■ Problem details
Starting from the line that contains "alphabet, we should still allow them in", output every remaining line of the records below exactly as it appears, that line and the last one included.

■ Working data
PR #123, opened 2022-08-24
Room return info_updates

jagerman:
This works similarly to returning the seqno from post-modifying endpoints, but for room metadata (fields, pinned messages, mods, etc.).

This allows a client to track when the expected change should have been applied to the room when there might be concurrent room polling that could race with a pre-update response.

This PR also fixes a bug found in the added tests where the room's info_updates wasn't being updated when hidden global mods are added/removed, which would cause Session clients to not update the mods list for such a change.


majestrate (approved):
i cannot find anything wrong with this and ci passes

PR #128, opened 2022-09-25
Proof of concept: Reject postings containing text written in Farsi.

ianmacd:
In its current state, the filter is of limited use:

* The filter allows only a single group to be whitelisted from filtering. This makes it unusable if Farsi is an allowed language in more than one group on the server.

* No error other than the failure to send is reported to the client.

The purpose of this PR is to spark discussion and pave the way for the implementation of a multi-lingual, per group language filter.

--
Codepoint reference: https://github.com/mirhmousavi/Regex.Persian.Language

### DIFF
--- a/sogs.ini.sample
+++ b/sogs.ini.sample
@@ -115,6 +115,16 @@
 ;
 ;profanity_custom =
 
+; Whether we should reject messages written in Farsi.
+;
+;language_filter_farsi = no
+
+
+; If we should reject messages written in Farsi, we should still allow them in the
+; room with this id. 0 means reject from all rooms.
+;
+;language_whitelist_farsi = 0
+
 
 [web]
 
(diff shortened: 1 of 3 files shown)


ianmacd:
The filter can now be enabled with `language_filter_farsi = yes` in `sogs.ini`, and a group id can be specified to exempt it from filtering, for example `language_whitelist_farsi = 18`.

Obviously it would be much better to allow a list of group ids here.

ianmacd:
I have now totally overhauled this in #129, which supersedes this pull-request.

#129 more accurately addresses the issue of alphabet filtering, since that's what this PR was actually doing.

The new PR also allows for multiple alphabet filtering and per-alphabet whitelisting.

jagerman:
Closing (replaced with #129).

PR #129, opened 2022-09-26
Allow rejection of postings written in a particular alphabet.

ianmacd:
The user configures in `sogs.ini` a list of alphabets to reject by default:

`alphabet_filters = [ arabic, cyrillic, persian ]`

An empty list means no filtering is desired.

If there are rooms in which these alphabets should be allowed, a list of room ids per alphabet may be specified for whitelisting.

`alphabet_whitelist_arabic = [ 8 ]`
`alphabet_whitelist_cyrillic = [ 5, 13 ]`
`alphabet_whitelist_persian = [ 18 ]`

A list of valid room ids can be obtained with the following SQL:

`$ sudo sqlite3 /var/lib/session-open-group-server/sogs.db 'SELECT * FROM rooms;'`

The implementation can easily be extended to more alphabets.

This pull-request supersedes #128.

### DIFF
--- a/sogs.ini.sample
+++ b/sogs.ini.sample
@@ -115,6 +115,20 @@
 ;
 ;profanity_custom =
 
+; Whether we should reject messages that use a particular alphabet.
+;
+;alphabet_filters = [ arabic, cyrillic, persian ]
+;alphabet_filters = []
+
+
+; If we reject messages written in a given alphabet, we should still allow them in
+; specific rooms. A list of whitelisted room ids can be given here, as returned by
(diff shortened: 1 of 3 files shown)


ianmacd:
Multiple rooms per alphabet can now be whitelisted.

jagerman:
I took this PR and ran with it in PR #131, most notably to support sending a whispered (or public, if you want) response to the user whose message is dropped (but also reworked how the config settings work).

jagerman:
Closing; this functionality is now included in #131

■ Your response
+; If we reject messages written in a given alphabet, we should still allow them in
+; specific rooms. A list of whitelisted room ids can be given here, as returned by
(diff shortened: 1 of 3 files shown)


ianmacd:
Multiple rooms per alphabet can now be whitelisted.

jagerman:
I took this PR and ran with it in PR #131, most notably to support sending a whispered (or public, if you want) response to the user whose message is dropped (but also reworked how the config settings work).

jagerman:
Closing; this functionality is now included in #131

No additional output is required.